Всему своё время - стр. 12
Сергей тоже хранил фотографию, возвращающую их в прошлое, то славное, ставшее уже недосягаемым время, которое каждый вспоминает с какой-то сладкой грустью. И это не сентиментальность, нет – просто все мы связаны прочной нитью со своим прошлым. Разорвись она – и в нас умрет память. А человек, лишенный памяти, – это уже не человек. Без этой связи, без памяти то есть, человек теряет не только разум и облик – теряет свою чистоту, внутреннюю силу, мужество, способность сопротивляться и грести навстречу течению. Воспоминания о детстве часто поддерживают в трудную минуту, дают возможность дохнуть свежим воздухом, прийти в себя, перемочь слабость.
Несколько минут Володя невидяще глядел на фотоснимок, потом провел рукою по лицу – пришел в себя, отвернулся, стал гадать: что же будет дальше? В нем поднялась тревога за себя, за брата, за Валентину. Ушел он с праздника первым.
На следующий день Костя и Сергей одним самолетом – заиндевелым полярным «илом» – отбыли в тайгу, на север.

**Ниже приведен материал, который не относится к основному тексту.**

PR #803, opened 2023-12-16
[dvc] Check to clear local data on record transformer value schema change between reinitializations

elijahgrimaldi:
In order to make sure that data is always ingested and transformed with the most up to date value output schema, we need to add an additional check in  `hasConflictPersistedStoreEngineConfig() ` to compare the new schema and the current schema. If there is a conflict in the schema, this function will return true.
Describe


ZacAttack:
Some conversation here: https://venicedb.slack.com/archives/C06ACQXR0JV/p1704840769706859

Basically, instead of adding a new config for the schema, let's instead consult the RecordTransformer that we already have.

ZacAttack (approved):
Ok!  Sorry for my confusion.  This looks good!

ZacAttack (approved):

PR #804, opened 2023-12-19
[WIP][da-vinci] Make chunk assembly a utility

kvargha:

This moves chunk deserialization and assembly to a utility, so it can be used in different areas in the da-vinci client. This is because other areas face the issue of message sizes being too large to be sent under one message, so they need to be serialized and chunked.

## How was this PR tested?

CI


ZacAttack:
Just a quick thing,

I 'think' you should make a new local branch or merge the branch your working on with main, this PR seems to be recording the changes from your last change.

kvargha:
New PR opened [here](https://github.com/linkedin/venice/pull/805)

PR #805, opened 2023-12-19
[da-vinci] Make chunk assembly a utility

kvargha:
## Summary

This moves chunk deserialization and assembly to a utility, so it can be used in different areas in da-vinci. This is because other areas face the issue of message sizes being too large to be sent under one message, so they need to be serialized and chunked.

## How was this PR tested?

CI

### DIFF
--- a/clients/da-vinci-client/src/main/java/com/linkedin/davinci/utils/ChunkAssembler.java
+++ b/clients/da-vinci-client/src/main/java/com/linkedin/davinci/utils/ChunkAssembler.java
@@ -71,7 +71,7 @@ public class ChunkAssembler {
           keyBytes,
           ValueRecord.create(schemaId, valueBytes.array()).serialize());
       try {
-        assembledRecord = deserializeAndDecompressBytes(
+        assembledRecord = decompressAndDeserialize(
             recordDeserializer.get(),
             compressor,
             RawBytesChunkingAdapter.INSTANCE.get(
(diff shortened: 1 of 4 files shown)


kvargha:
@ZacAttack I removed the commits from my previous PR, but it looks like it forced closed the other PR I had so here's a new one.

clients/da-vinci-client/src/main/java/com/linkedin/davinci/utils/ChunkAssembler.java
```diff
@@ -0,0 +1,150 @@
...
+import org.apache.logging.log4j.Logger;
+
+
+/*
+ * This class serves as a utility to deserialize and assemble chunks consumed from a Kafka topic 
+ */
+public class ChunkAssembler {
+  private static final Logger LOGGER = LogManager.getLogger(ChunkAssembler.class);
+
+  protected static final VeniceCompressor NO_OP_COMPRESSOR = new NoopCompressor();
```
ZacAttack, line 28: Do we need this here?

clients/da-vinci-client/src/main/java/com/linkedin/davinci/utils/ChunkAssembler.java
```diff
@@ -0,0 +1,150 @@
...
+  protected final HashMap<Integer, VeniceCompressor> compressorMap = new HashMap<>();
```
ZacAttack, line 29: Same with this.

kvargha: Thank you for catching these!

kvargha: Should the LOGGER be kept since it's being used in `bufferAndAssembleRecord`?

ZacAttack: logger is ok to keep I think

ZacAttack (approved):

Каждого ждало его дело: Сергея – буровая, Костю – старый вертолет, ставший для него самым настоящим живым существом, чем-то вроде домашнего животного, члена семьи. Володя Корнеев вернулся в свой НИИ, к спорам о сибирской нефти, к бородачам-коллегам, никак не расстававшимся со своим детством и продолжавшим играть в романтиков, ловцов тумана, любителей тихого зимнего снега, заметающего брезентовые бока палатки.

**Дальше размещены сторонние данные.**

PR #807, opened 2023-12-20
[dvc] Reduce the number of successful heartbeat info logs

m-nagarajan:
## Summary
Heartbeat successfully sent is logged per topic partitions leading to a lot of logs per minute if the server hosts a lot of topic partitions.
`maybeSendIngestionHeartbeat()` which sends HB to all RT partitions will generate either 1 error log if there are failures or 1 debug log if everything is successful.
`propagateHeartbeatFromUpstreamTopicToLocalVersionTopic()` which forwards HB from RT to VT sends 1 error/debug log per topic partition if it succeeds/fails respectively. 
Both are protected inside a redundant logging filter (1 min).

## How was this PR tested?
GH CI

### DIFF
--- a/clients/da-vinci-client/src/main/java/com/linkedin/davinci/kafka/consumer/LeaderFollowerStoreIngestionTask.java
+++ b/clients/da-vinci-client/src/main/java/com/linkedin/davinci/kafka/consumer/LeaderFollowerStoreIngestionTask.java
@@ -15,7 +15,6 @@ import static com.linkedin.venice.writer.VeniceWriter.DEFAULT_LEADER_METADATA_WR
 import static java.lang.Long.max;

У Володи была самая интеллигентная в семье Корнеевых профессия – наука, двигал вперед науку, но случилось, сил двигать ее не хватало, слишком много было проблем, решение которых требовало мужества. У многих так и не хватило его – бросали НИИ, уезжали туда, где ждала другая жизнь, спокойная.

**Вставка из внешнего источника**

PR #808, opened 2023-12-21
[test] Use targeted region push in conjunction with repush

adamxchen:
## Summary

Maybe it doesn't worth a PR but we'd like to know whether targeted reigon push can work with repush and turned out our integ tests don't have that.

So, this PR adds this part so we can ensure this compatibility doesn't break.

Also tried to fix a flaky unit test..

## How was this PR tested?

GHCI.

### DIFF
--- a/services/venice-controller/src/test/java/com/linkedin/venice/controller/TestDisabledPartitionEnablerService.java
+++ b/services/venice-controller/src/test/java/com/linkedin/venice/controller/TestDisabledPartitionEnablerService.java
@@ -2,7 +2,10 @@ package com.linkedin.venice.controller;
 
 import static org.mockito.ArgumentMatchers.any;
 import static org.mockito.ArgumentMatchers.anyString;
-import static org.mockito.Mockito.*;
+import static org.mockito.Mockito.doReturn;
+import static org.mockito.Mockito.mock;
+import static org.mockito.Mockito.timeout;
+import static org.mockito.Mockito.verify;
 
 import com.linkedin.venice.utils.TestMockTime;
 import java.util.HashSet;
@@ -30,8 +33,7 @@ public class TestDisabledPartitionEnablerService {
     DisabledPartitionEnablerService service = new DisabledPartitionEnablerService(admin, config, time);
 
     service.startInner();
-    verify(admin, timeout(1000).atLeast(1)).enableDisabledPartition(clusterName, "", true);
-
+    verify(admin, timeout(1000).atLeastOnce()).enableDisabledPartition(clusterName, "", true);
   }
 
 }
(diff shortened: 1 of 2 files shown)


adamxchen:
The `TestDisabledPartitionEnablerService` is flaky... We spin up a thread and check the mocked result immediately. Sometimes it'd pass but sometimes it'd fail as well.. I am working on a small fix for this.

services/venice-controller/src/test/java/com/linkedin/venice/controller/TestDisabledPartitionEnablerService.java
```diff
@@ -30,11 +34,32 @@ public void testCleanupBackupVersion() throws Exception {
...
+
+  }
+
+  class DisabledPartitionEnablerServiceForTesting extends DisabledPartitionEnablerService {
+    public DisabledPartitionEnablerServiceForTesting(
+        VeniceHelixAdmin admin,
+        VeniceControllerMultiClusterConfig multiClusterConfig,
+        Time time) {
+      super(admin, multiClusterConfig, time);
+      this.cleanupThread = new Thread(new DisabledPartitionEnablerTaskForTesting(), "TestTask");
```
adamxchen, line 52: This probably isn't very elegant but other ways I've tried would be disruptive. Plz lmk if we have better way to test such cases.

services/venice-controller/src/test/java/com/linkedin/venice/controller/TestDisabledPartitionEnablerService.java
```diff
@@ -30,11 +35,32 @@ public void testCleanupBackupVersion() throws Exception {
     doReturn(true).when(controllerConfig).isEnableDisabledReplicaEnabled();
     doReturn(clusters).when(config).getClusters();
     TestMockTime time = new TestMockTime();
-    DisabledPartitionEnablerService service = new DisabledPartitionEnablerService(admin, config, time);
+    DisabledPartitionEnablerService service = new DisabledPartitionEnablerServiceForTesting(admin, config, time);
 
     service.startInner();
+    Assert.assertTrue(latch.await(1, TimeUnit.SECONDS));
     verify(admin, atLeast(1)).enableDisabledPartition(clusterName, "", true);
+    service.stopInner();
```
lluwm, line 43: Not an expert on Mockito, do you think [VerificationWithTimeout](https://site.mockito.org/javadoc/current/index.html?org/mockito/verification/VerificationWithTimeout.html) help in this case?

adamxchen: Yes! I think so! That probably require less code changes.. Let me incorporate that.

adamxchen: Done! @lluwm

lluwm (approved):
LGTM and thank you for fixing this flaky one!

PR #892, opened 2024-03-08
[fast-client] Complete error retry for fast client multi-get

xunyin8:
## [fast-client] Complete error retry for fast client multi-get
1. Error retry was already covered by long tail retry. This means we have error retry at the request level and not at the per route level. This means keys that are not done yet by the long tail retry threshold time will be retried regardless if it's due to latency or error. We have unit tests for various scenarios to complete the table: original request | retry request
fail             | fail
fail             | success
late success     | fail
late success     | success

2. Added the ability to differentiate 429 from other errors so retry is skipped altogether if we encountered 429 (assuming subsequent retry will also be rejected).

## How was this PR tested?
Unit and integration tests

### DIFF
--- a/clients/venice-client/src/main/java/com/linkedin/venice/fastclient/RetriableAvroGenericStoreClient.java
+++ b/clients/venice-client/src/main/java/com/linkedin/venice/fastclient/RetriableAvroGenericStoreClient.java
@@ -110,8 +110,14 @@ public class RetriableAvroGenericStoreClient<K, V> extends DelegatingAvroStoreCl
     final CompletableFuture<V> retryFuture = new CompletableFuture<>();
     final CompletableFuture<V> finalFuture = new CompletableFuture<>();
 
+    AtomicReference<Throwable> savedException = new AtomicReference<>();
     // create a retry task
     Runnable retryTask = () -> {
+      if (savedException.get() != null && isExceptionCausedByTooManyRequests(savedException.get())) {
+        // Defensive code, abort retry if original request failed due to 429
+        retryFuture.completeExceptionally(savedException.get());
+        return;
+      }
       super.get(requestContext, key).whenComplete((value, throwable) -> {
         if (throwable != null) {
           retryFuture.completeExceptionally(throwable);
@@ -146,6 +152,7 @@ public class RetriableAvroGenericStoreClient<K, V> extends DelegatingAvroStoreCl
       } else {
         // Trigger the retry right away when receiving any error that's not a 429 otherwise try to cancel any scheduled
         // retry
+        savedException.set(throwable);
         if (!timeoutFuture.isDone()) {
           timeoutFuture.cancel();
           if (!isExceptionCausedByTooManyRequests(throwable)) {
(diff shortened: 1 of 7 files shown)


clients/venice-client/src/main/java/com/linkedin/venice/fastclient/RetriableAvroGenericStoreClient.java
```diff
@@ -266,6 +268,17 @@ private <R extends MultiKeyRequestContext<K, V>, RESPONSE> void retryStreamingMu
 
     Runnable retryTask = () -> { // Look at the remaining keys and setup completion
       if (!pendingKeysFuture.isEmpty()) {
+        Throwable throwable = savedException.get();
```
m-nagarajan, line 271: Will it be better to do this when the original request completes rather than when the retry task starts, to free up the scheduler more proactively in case of lot of retries happening?

in retryStreamingMultiKeyRequest:
1. schedule the retry task first: scheduledRetryTask
2. send the original request along and pass in scheduledRetryTask to it
3. when original request completes with 429,  scheduledRetryTask can be cancelled there rather than waiting for retry task to executed and then cancel it.
4. Have the current change as a defensive code just in case the retry task starting while cancelling it.

what do you think?

m-nagarajan (commented):
Thanks @xunyin8 for the change. Left a comment.

clients/venice-client/src/main/java/com/linkedin/venice/fastclient/RetriableAvroGenericStoreClient.java
xunyin8: Good call, let me make that change.

clients/venice-client/src/main/java/com/linkedin/venice/fastclient/RetriableAvroGenericStoreClient.java
```diff
@@ -341,12 +353,24 @@ public void onCompletion(Optional<Exception> exception) {
           if (!exceptionToSave.isPresent()) {
             finalRequestCompletionFuture.complete(null);
           } else {
+            boolean shouldCompleteRequestFuture = false;
+            if (scheduledRetryTask != null && isExceptionCausedByTooManyRequests(exceptionToSave.get())) {
+              // Check if the exception is 429, if so cancel the retry if the retry task exists
```
m-nagarajan, line 358: as the retry task checks `savedException`, for the defensive code to be useful, I think we need to do this after 
`if (!savedException.compareAndSet(null, exceptionToSave.get())) {` block.

m-nagarajan (commented):
Mostly LGTM @xunyin8, just left some minor comments.

clients/venice-client/src/main/java/com/linkedin/venice/fastclient/RetriableAvroGenericStoreClient.java
xunyin8: Good catch, will swap it for better coverage but just want to be clear that it's still not bullet proof and we try to cancel/avoid the retry as much as we can. Since the retry could be triggered already before we reach this block of code in the original request.

m-nagarajan: yes, agree with this.

m-nagarajan (approved):
LGTM, thanks @xunyin8

PR #894, opened 2024-03-09
[server] Fix NPE when collecting heartbeat_delay_ms and QuotaRcuPerSecondAllowed stats

nisargthakkar:
## Fix NPE when collecting `heartbeat_delay_ms` and `QuotaRcuPerSecondAllowed` stats

We noticed NPE exceptions in deployed instances in the metric collection code paths. This commit handles `null` gracefully and prevents these NPEs.

`AbstractVeniceAggVersionedStats#updateStatsVersionInfo` has the following code:
```
    if (newCurrentVersion != versionedStats.getCurrentVersion()) {
      versionedStats.setCurrentVersion(newCurrentVersion);
    }
...
    if (futureVersion != versionedStats.getFutureVersion()) {
      versionedStats.setFutureVersion(futureVersion);
    }
```

If there is no future version, the `if` block will never get executed. The `setFutureVersion` is what sets the `stat` object. However, the `heartbeat_delay_ms` metric already got registered like:
```
(ignored, ignored2) -> getStats().getFollowerLag(region).getMax()
```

Например, Сомов, нескладный краснолицый малый, с которым Володя Корнеев никак не мог найти общего языка. А ведь их родные – солдат Сомов и малыгинский комсомолец Серега Корнеев – похоронены вместе. В начале двадцатых годов они погибли от рук белых. И так приглядывался к Сомову Володя и этак, и так подлаживался и сяк – ничего у него не получалось, Сомов был прямолинеен, как доска, однозначен в суждениях, на компромиссы не шел – попробуй уживись с таким.
Ушли и другие. А Корнеев проявлял завидное постоянство, он все работал и работал, НИИ не бросал: верил в дело, знал, что здесь он – не последняя спица в колеснице.
Летом в городе пахло гарью – от крутого солнечного жара полыхали торфяники, горели леса, дым стискивал горло, слезились глаза, кровь колоколом бухала в ушах. На перекрестках стояли бочки с квасом и пивом, неуклюжие тележки с водолазными баллонами и длинными, гибкими макаронинами шлангов – продавали газированную воду. Выйдя как-то вечером из института, потный, полуослепший от дыма Корнеев остановился у одной из тележек, заказал два стакана «газировки» с сиропом. Стоял, смаковал холодную пузырчатую воду, болтал ее во рту, остужая зубы, небо, язык. Детское занятие. Детское-то детское, а приятное.